Das Kinderbuch Frederick von Leo Lionni wurde vielfach ausgezeichnet und steht auf der Liste der Teachers‘ Top 100 Books for Children der National Education Association. Es handelt von einer Familie Feldmäuse, die für den Winter Vorräte sammeln. Nur Frederick sitzt scheinbar nichts tuend herum. Er sammelt Farben, Sonnenstrahlen und Wörter für kalte, graue und lange Wintertage. Gegen Ende des Winters neigen sich die Lebensmittelvorräte zu Ende und Fredericks „Vorräte“ trösten die anderen Feldmäuse über die trübe Zeit hinweg. Das ansprechend in Decoupage-Technik gestaltete Buch ist eine Lobpreisung auf Kunst, Kreativität, Fantasie und das Anderssein.

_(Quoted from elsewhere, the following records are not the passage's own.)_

PR #2853, opened 2025-01-17
[Gen 4] wifi: prevent skbuf overflow in rtw_opt_skbuf

avtolstoy:
### Problem

Incorrect `MAX_SKB_BUF_SIZE` is defined in SDK `rtw_opt_skbuf.c` (an override source which allows us to increase the default number of packet buffers). The defined value is lower than what is expected by the rest of the closed-source `lib_wlan.a` and due to this an out of bounds access is very easily triggered with large enough network packets (slightly over 1000 bytes).

This usually causes one of these issues:
1. WiFi connection drop
2. Deadlock

### Solution

Make sure that the numbers match, add assertions.

### Steps to Test

TODO: Andrey to add on-device test.

As a quick test one can just heavily ping the WiFi IP of the device with payload over 1100 bytes e.g. `ping -i 0.03 -s 1100 1.2.3.4`

### Example App

N/A

### References

N/A

---

### Completeness

- [ ] Added documentation


sergeuz (approved):
Great job! :+1:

Ohne Frage ist Kunst eine Bereicherung und ein Leben ohne wäre unerträglich trostlos und in Zeiten der Not ist Kunst besser als gar nichts, aber wenn es eine Wahl zwischen Essen oder Kunst wäre, würden sich Menschen wie Mäuse für ersteres entscheiden.

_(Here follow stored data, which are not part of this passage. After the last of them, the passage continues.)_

PR #2864, opened 2025-02-18
[network] interface-aware DNS lookups

avtolstoy:
### Problem

Despite the fact that we store all interface-specific DNS servers (statically configured or over DHCP/PPP etc) the resolver only uses the first and then on failure subsequent servers in this table. There is no API to tell the resolver to use only interface X.

This may have undesired effect even on cloud connectivity. For example, in case of M SoM with eth, wifi and cellular available, but eth and wifi providing bogus DNS responses (app firewall or other reasons), while the connection can still be performed over cellular, it might fail because we are unable to correctly resolve cloud server address.

### Solution

1. Introduce an API to perform interface-aware lookups
2. Make sure that when initiating a cloud connection we perform lookups through the ACM-selected network interface
3. Make sure that ACM round-robins interfaces for DNS lookups in case of reachability failures. This is not ideal, but is a trade-off to not perform up to currently 3 blocking DNS lookups per each interface, as that can take a signficant amount of time.

### Steps to Test

TODO

### References

https://github.com/particle-iot/lwip/pull/17

---

### Completeness

- [ ] Added documentation

### DIFF
--- a/hal/network/lwip/netdb_hal.cpp
+++ b/hal/network/lwip/netdb_hal.cpp
@@ -26,6 +26,7 @@
 #include <lwip/sockets.h>
 #include <errno.h>
 #include <algorithm>
+#include "resolvapi.h"
 
 struct hostent* netdb_gethostbyname(const char *name) {
     return lwip_gethostbyname(name);
@@ -42,26 +43,39 @@ void netdb_freeaddrinfo(struct addrinfo* ai) {
 
 int netdb_getaddrinfo(const char* hostname, const char* servname,
                       const struct addrinfo* hints, struct addrinfo** res) {
-    /* Change the behavior when AF_UNSPEC is used */
-    if (hints && hints->ai_family == AF_UNSPEC) {
-        struct addrinfo h = *hints;
+    return netdb_getaddrinfo_ex(hostname, servname, hints, res, nullptr);
+}
 
-        /* First perform a lookup with AF_INET6 */
-        h.ai_family = AF_INET6;
-        int rinet6 = lwip_getaddrinfo(hostname, servname, &h, res);
-
-        /* Next perform a lookup with AF_INET */
-        h.ai_family = AF_INET;
-        /* FIXME: expects that there is either 1 or 0 results from the previous call */
-        int rinet = lwip_getaddrinfo(hostname, servname, &h, rinet6 == 0 && *res ? &((*res)->ai_next) : res);
-
-        if (rinet6 == 0 || rinet == 0) {
-            return 0;
-        }
-
-        return std::max(rinet, rinet6);
+int netdb_getaddrinfo_ex(const char* hostname, const char* servname,
+                         const struct addrinfo* hints, struct addrinfo** res, if_t iface) {
+    uint8_t ifaceIndex = 0;
+    if (iface) {
+        if_get_index(iface, &ifaceIndex);
     }
-    return lwip_getaddrinfo(hostname, servname, hints, res);
+    if (hints && hints->ai_family == AF_UNSPEC /* && hints->ai_flags & AI_ADDRCONFIG ?*/) {
+        // For now defaulting as if AI_ADDRCONFIG is always set in case of AF_UNSPEC, simplifies things
+        if_protocol_state state = {};
+        if_get_protocol_state(iface, &state, nullptr);
+        if (state.ipv6 != IF_PROTOCOL_STATE_UNCONFIGURED) {
+            struct addrinfo h = *hints;
+
+            /* First perform a lookup with AF_INET6 */
+            h.ai_family = AF_INET6;
+            int rinet6 = lwip_getaddrinfo_ex(hostname, servname, &h, res, ifaceIndex);
+
+            /* Next perform a lookup with AF_INET */
+            h.ai_family = AF_INET;
+            /* FIXME: expects that there is either 1 or 0 results from the previous call */
+            int rinet = lwip_getaddrinfo_ex(hostname, servname, &h, rinet6 == 0 && *res ? &((*res)->ai_next) : res, ifaceIndex);
+
+            if (rinet6 == 0 || rinet == 0) {
+                return 0;
+            }
+
+            return std::max(rinet, rinet6);
+        }
+    }
+    return lwip_getaddrinfo_ex(hostname, servname, hints, res, ifaceIndex);
 }
 
 int netdb_getnameinfo(const struct sockaddr* sa, socklen_t salen, char* host,
--- a/system/src/system_cloud_connection_posix.cpp
+++ b/system/src/system_cloud_connection_posix.cpp
@@ -47,7 +47,7 @@ const unsigned CLOUD_SOCKET_HALF_CLOSED_WAIT_TIMEOUT = 5000;
 
 } /* anonymous */
 
-int system_cloud_resolv_address(int protocol, const ServerAddress* address, sockaddr* saddrCache, addrinfo** info, CloudServerAddressType* type, bool useCachedAddrInfo) {
+int system_cloud_resolv_address(int protocol, const ServerAddress* address, sockaddr* saddrCache, addrinfo** info, CloudServerAddressType* type, bool useCachedAddrInfo, network_handle_t interface, bool flushDnsCache) {
     CHECK_TRUE(info, SYSTEM_ERROR_INVALID_ARGUMENT);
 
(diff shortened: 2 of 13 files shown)


hal/network/lwip/netdb_hal.cpp
```diff
@@ -42,26 +43,39 @@ void netdb_freeaddrinfo(struct addrinfo* ai) {
...
+                         const struct addrinfo* hints, struct addrinfo** res, if_t iface) {
+    uint8_t ifaceIndex = 0;
+    if (iface) {
+        if_get_index(iface, &ifaceIndex);
+    }
+    if (hints && hints->ai_family == AF_UNSPEC /* && hints->ai_flags & AI_ADDRCONFIG ?*/) {
+        // For now defaulting as if AI_ADDRCONFIG is always set in case of AF_UNSPEC, simplifies things
+        if_protocol_state state = {};
+        if_get_protocol_state(iface, &state, nullptr);
+        if (state.ipv6 != IF_PROTOCOL_STATE_UNCONFIGURED) {
```
scott-brust, line 59: Is this check to avoid calling `lwip_getaddrinfo_ex()` unless we expect it to succeed? IE only resolve the ipv6 address if the interface is configured for ipv6? 
Is it important to avoid these duplicate calls to `lwip_getaddrinfo_ex()` for time reasons?

user/applications/tinker/src/board_config.h
```diff
@@ -34,7 +34,7 @@ class BoardConfig {
     char* reply();
     size_t replySize();
     
-private:
+public:
```
scott-brust: Was this intended? Are we trying to expose these functions for use with muon or something?
```
    void detectBaseBoard();
    void configureBaseBoard(JSONValue value);
    bool detectI2cSlaves();
    int configure(bool muon);
```

third_party/lwip/lwip
scott-brust, line 1: [ill review lwip changes in its PR](https://github.com/particle-iot/lwip/pull/17#pullrequestreview-2625051383)

system/src/system_cloud_connection_posix.cpp
```diff
@@ -148,6 +157,21 @@ int system_cloud_connect(int protocol, const ServerAddress* address, sockaddr* s
...
+                }
+                break;
+            }
+            case AF_INET6: {
+                if (!network_ready(cloudInterface, NETWORK_READY_TYPE_IPV6, nullptr)) {
+                    continue;
+                }
+                break;
+            }
+        }
```
scott-brust, line 173: Is this just to be more efficient and not attempt to connect to an ipv6 address if the cloud interface is not configured for it?

system/src/system_connection_manager.cpp
```diff
@@ -559,6 +584,24 @@ int ConnectionTester::prepare(bool fullTest) {
...
+                break;
+            }
+            case AF_INET6: {
+                if (!network_ready(NETWORK_INTERFACE_ALL, NETWORK_READY_TYPE_IPV6, nullptr)) {
+                    LOG_DEBUG(WARN, "skipping resolved AF_INET6 address, as ipv6 networking is not ready");
+                    continue;
+                }
+                break;
+            }
+        }
```
scott-brust, line 603: Same comment as in `system_cloud_resolv_address()` above. This is just to be more correct / quicker if IPV4/6 is not configured for *any* interface? 
Should we check if the specific `iface` being tested is `network_ready()`? Or use `NETWORK_INTERFACE_ALL`?

wiring/src/spark_wiring_network.cpp
```diff
@@ -116,14 +116,21 @@ bool NetworkClass::isPreferred() {
...
 
-IPAddress NetworkClass::resolve(const char* name) {
+IPAddress NetworkClass::resolve(const char* name, bool flushCache) {
     IPAddress addr;
 #if HAL_USE_INET_HAL_POSIX
     struct addrinfo *ai = nullptr;
     struct addrinfo hints = {};
     hints.ai_flags = AI_ADDRCONFIG;
+    if (flushCache) {
+        hints.ai_flags |= AI_FLUSHCACHE;
```
scott-brust, line 126: `AI_FLUSHCACHE` is an existing flag defined in lwip already, correct? 

To be specific, the intent is to ignore any cached addresses and instead do a new DNS query on the hostname? Should any cached address for *just* that hostname also be removed?

system/src/system_connection_manager.cpp
```diff
@@ -539,12 +549,27 @@ int ConnectionTester::pollSockets(struct pollfd* pfds, int socketCount) {
...
-    CHECK(getCloudHostnameAndPort(&info, &type, !fullTest));
+    network_handle_t iface = NETWORK_INTERFACE_ALL;
+    if (lastTestFailed) {
+        for (int i = 0; i < metrics_.size(); i++) {
+            int idx = roundRobinInterfaceForDns_ % metrics_.size();
+            if (network_ready(metrics_[idx].interface, 0, nullptr)) {
+                iface = metrics_[idx].interface;
+                struct ifreq ifr = {};
+                if_index_to_name(iface, ifr.ifr_name);
+                LOG(TRACE, "Last rechability test failed, using interface %s for DNS queries explicitly", ifr.ifr_name);
```
scott-brust, line 565: nit: typo on `rechability`

system/src/system_connection_manager.cpp
```diff
@@ -539,12 +549,27 @@ int ConnectionTester::pollSockets(struct pollfd* pfds, int socketCount) {
...
+                roundRobinInterfaceForDns_++;
+                break;
+            }
+            roundRobinInterfaceForDns_++;
+        }
+    }
+    CHECK(getCloudHostnameAndPort(&info, &type, !fullTest, iface));
```
scott-brust, line 572: Will using the `iface` from the round robin selection above filter out all the other resolved addresses from the other interfaces `dns_table`s? 
Are we relying on there being multiple entries in `info` in order to implicitly associate a resolved address with a network interface? Do we only test one interface with this change?

system/src/system_cloud_connection_posix.cpp
avtolstoy: Yup.

user/applications/tinker/src/board_config.h
avtolstoy: Ah, just a test change. I'll remove it.

hal/network/lwip/netdb_hal.cpp
avtolstoy: Yup. If AF_UNSPEC is specified and we don't have IPv6 connectivity, no point in resolving both AF_INET and AF_INET6

system/src/system_connection_manager.cpp
avtolstoy: Cloud is not reachable over IPv6 anyway, so, what we have now should be fine. I just found from some logs that sometimes we do get AAAA results returned (in case the DNS server is providing bogus results due to app fw/captive portal etc) and this just helps avoid using them.

wiring/src/spark_wiring_network.cpp
avtolstoy: Not an existing one. This is a new feature. It's just for that hostname.

system/src/system_connection_manager.cpp
scott-brust: I guess in situations where `lastTestFailed` did not fail, we will still test all interfaces. IE `iface = NETWORK_INTERFACE_ALL`. So in effect, we will round robin test 1 interface at a time with its DNS until it succeeds. Then all subsequent tests will use all available interfaces

scott-brust (approved):

system/src/system_connection_manager.cpp
avtolstoy: Something like that, yes. It's just a trade-off to get out of this weird state:
> This may have undesired effect even on cloud connectivity. For example, in case of M SoM with eth, wifi and cellular available, but eth and wifi providing bogus DNS responses (app firewall or other reasons), while the connection can still be performed over cellular, it might fail because we are unable to correctly resolve cloud server address.

Again, ideally during the test we'd resolve X number of times per each iface with its set of servers, but it's a blocking call and might take a while, so as a trade off - normally we use NETWORK_INTERFACE_ALL - so the default prioritization in DNS server list, in case we see a complete reachability failure we'll round robin through all ifaces/their dns servers to try to correctly resolve, yes, this might take several iterations - but we'll recover. And cloud connection layer subsequently will use the same servers/interface to resolve before establishing connection.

Die Mäusegesellschaft ist eine Subsistenzwirtschaft. Ihren Bedarf decken sie direkt, indem sie Nahrungsmittel aus der Natur entnehmen – nicht mehr als sie verbrauchen können. Es ist keine Erwerbswirtschaft, in der mittels Produktion und Tausch die Bedürfnisse befriedigt werden. In der Menschengesellschaft arbeiten Menschen, um Geld zu erlangen, um dieses gegen Waren zu tauschen.

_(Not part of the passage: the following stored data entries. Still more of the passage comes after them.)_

PR #2867, opened 2025-02-20
[gen4] hal: get rid of unnecessary constant delay(1) in HAL_USB_USART_Send_Data()

avtolstoy:
### Problem

We are always unnecessarily delaying 1ms on each byte sent over USB serial.

Moreover this happens even if there is no host connected, as `_blocking = true` by default and `Serial::write()` is implemented as following and always goes down to `HAL_USB_USART_Send_Data()`:

```c++
size_t USBSerial::write(uint8_t byte)
{
  if (HAL_USB_USART_Available_Data_For_Write(_serial) > 0 || _blocking) {
    return std::max(0, (int)HAL_USB_USART_Send_Data(_serial, byte));
  }
  return 0;
}
```

### Solution

Get rid of it. In addition to that fixes the FIXME about thread priorities. Don't need to delay(1) if we are below USB ISR processing task.

### Steps to Test
N/A

### Example App

N/A

### References

- [SC133780]

---

### Completeness

- [ ] Added documentation

### DIFF
--- a/hal/src/rtl872x/usb_hal.cpp
+++ b/hal/src/rtl872x/usb_hal.cpp
@@ -24,6 +24,9 @@
 #include <mutex>
 #include "usb_settings.h"
 #include "usbd_hid.h"
+// FIXME: not ideal, directly using freertos task APIs
+#include "FreeRTOS.h"
+#include "task.h"
 
 using namespace particle::usbd;
 
@@ -220,16 +223,24 @@ int32_t HAL_USB_USART_Send_Data(HAL_USB_USART_Serial serial, uint8_t data) {
     if ((__get_PRIMASK() & 1) || (__get_BASEPRI() != 0)) {
         return -1;
     }
-    int32_t available = -1;
-    do {
-        available = HAL_USB_USART_Available_Data_For_Write(serial);
-        if (available > 0) {
-            break;
+    int32_t available = HAL_USB_USART_Available_Data_For_Write(serial);
+    if (available == 0) {
+        bool needToYield = false;
+        auto prio = uxTaskPriorityGet(nullptr);
+        if (prio >= rtl::RTL_USBD_ISR_PROCESSING_THREAD_PRIORITY) {
+            needToYield = true;
         }
-        // TODO: check thread priorities here and delay only conditionally?
-        HAL_Delay_Milliseconds(1);
-    } while (available < 1 && available != -1);
-    if (HAL_USB_USART_Is_Connected(serial) && available > 0) {
+        while (true) {
+            available = HAL_USB_USART_Available_Data_For_Write(serial);
+            if (available > 0 || available < 0) {
+                break;
+            }
+            if (needToYield) {
+                HAL_Delay_Milliseconds(1);
+            }
+        }
+    }
+    if (available > 0 && HAL_USB_USART_Is_Connected(serial)) {
         return getCdcClassDriver().write(&data, sizeof(data));
     }
     return -1;
--- a/hal/src/rtl872x/usbd_driver.h
+++ b/hal/src/rtl872x/usbd_driver.h
@@ -35,6 +35,11 @@ namespace particle { namespace usbd {
 namespace rtl {
 
 const size_t TEMP_BUFFER_SIZE = 512;
+#if MODULE_FUNCTION != MOD_FUNC_BOOTLOADER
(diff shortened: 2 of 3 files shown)


hal/src/rtl872x/usb_hal.cpp
```diff
@@ -220,16 +223,24 @@ int32_t HAL_USB_USART_Send_Data(HAL_USB_USART_Serial serial, uint8_t data) {
...
-    if (HAL_USB_USART_Is_Connected(serial) && available > 0) {
+        while (true) {
+            available = HAL_USB_USART_Available_Data_For_Write(serial);
+            if (available > 0 || available < 0) {
+                break;
+            }
+            if (needToYield) {
+                HAL_Delay_Milliseconds(1);
+            }
+        }
```
scott-brust, line 241: Just to be clear, the logic is as follows

- If the CDC driver has no room to write data, we wait for it to have room here
- If the driver has *any* room to write (`available >0`) or returns an error (`available < 0`) then break out of the loop and write any available data
- If the driver does not have room to write, and we need to yield (ie the thread calling this write function has higher priority than the USB ISR thread), then we yield so the ISR has a chance to send data and make room to write. 
- if the driver does not have room to write, and we are lower priority than the ISR thread, then we busy wait. The ISR task should preempt us and make room to write eventually.

hal/src/rtl872x/usb_hal.cpp
```diff
@@ -220,16 +223,24 @@ int32_t HAL_USB_USART_Send_Data(HAL_USB_USART_Serial serial, uint8_t data) {
...
+    }
+    if (available > 0 && HAL_USB_USART_Is_Connected(serial)) {
```
scott-brust, line 243: If the USB UART is never connected, we should always have data available, but we will never call `getCdcClassDriver().write()` so in effect the data is thrown away and the CDC write buffer is never used, correct?

hal/src/rtl872x/usbd_driver.h
```diff
@@ -116,7 +116,7 @@ class RtlUsbDriver : public DeviceDriver {
         .speed = USB_SPEED_HIGH_IN_FULL,
         .dma_enable = 0, // ?
         .self_powered = 1,
-        .isr_priority = RTL_USBD_ISR_PRIORITY,
+        .isr_priority = rtl::RTL_USBD_ISR_PROCESSING_THREAD_PRIORITY,
```
scott-brust, line 119: Did we just want to move `RTL_USBD_ISR_PROCESSING_THREAD_PRIORITY` into the `rtl` namespace to move it somewhere more appropriate? Are we worried about people using it to assign their own thread priorities?

scott-brust (approved):
Just some questions

hal/src/rtl872x/usb_hal.cpp
avtolstoy: > If the driver has any room to write (available >0) or returns an error (available < 0) then break out of the loop and write any available data
Write only if `available > 0`, otherwise we simply error out.

Other things are correct.

hal/src/rtl872x/usb_hal.cpp
avtolstoy: If not connected, yes, we are throwing away. That's the expected behavior.

hal/src/rtl872x/usbd_driver.h
avtolstoy: Just moved it out of the class, renamed to be more explicit of what it is (not ISR priority, but a task priority) and there was a somewhat appropriate namespace already with some other constant, so just put it in there.

hal/src/rtl872x/usb_hal.cpp
scott-brust: Is there any concern now that we are busy waiting? I guess to the user perspective its still blocking (busy loop vs delay previously). This only should affect the system if a user has a high priority thread doing this write (and/or they are constantly sending a lot of USB data)?

avtolstoy: Normally the TX buffer should clear up pretty quickly, so I wouldn't be too concerned and it's the exact same behavior as on other platforms since Gen 2 era. There are of course corner cases with host stopping to query for data ungracefully, in which case we should still get out of waiting state, but that might take a few seconds based on some internal timers we set up.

Um die Effizienz zu steigern, die Produktivität zu erhöhen und letztendlich den Profit zu maximieren, spezialisieren sich die einzelnen entsprechend ihrer Fähigkeiten. Diese Form der Arbeitsteilung braucht eine Mäusewirtschaft nicht.
Insofern es bei Mäusen einen Bedarf an Kunst, Musik oder Literatur gibt, wäre jede Maus in der Lage diese selber zu produzieren – sie wäre nicht nur Konsument*in, sondern selber Künstler*in, was – nebenbei gesagt – viel befriedigender sein kann. Oder die Mäuse sind gemeinsam künstlerisch tätig.
In einer Mäusegesellschaft wäre Frederick tatsächlich ein arbeitsscheuer Drückeberger, der seinen Beitrag zum Gemeinwohl der Gemeinschaft verweigert. Aber weil Mäuse freundliche Gesell*innen sind, füttern sie Frederick mit durch und tolerieren seine Andersartigkeit. Er wäre sonst dem Tod ausgeliefert.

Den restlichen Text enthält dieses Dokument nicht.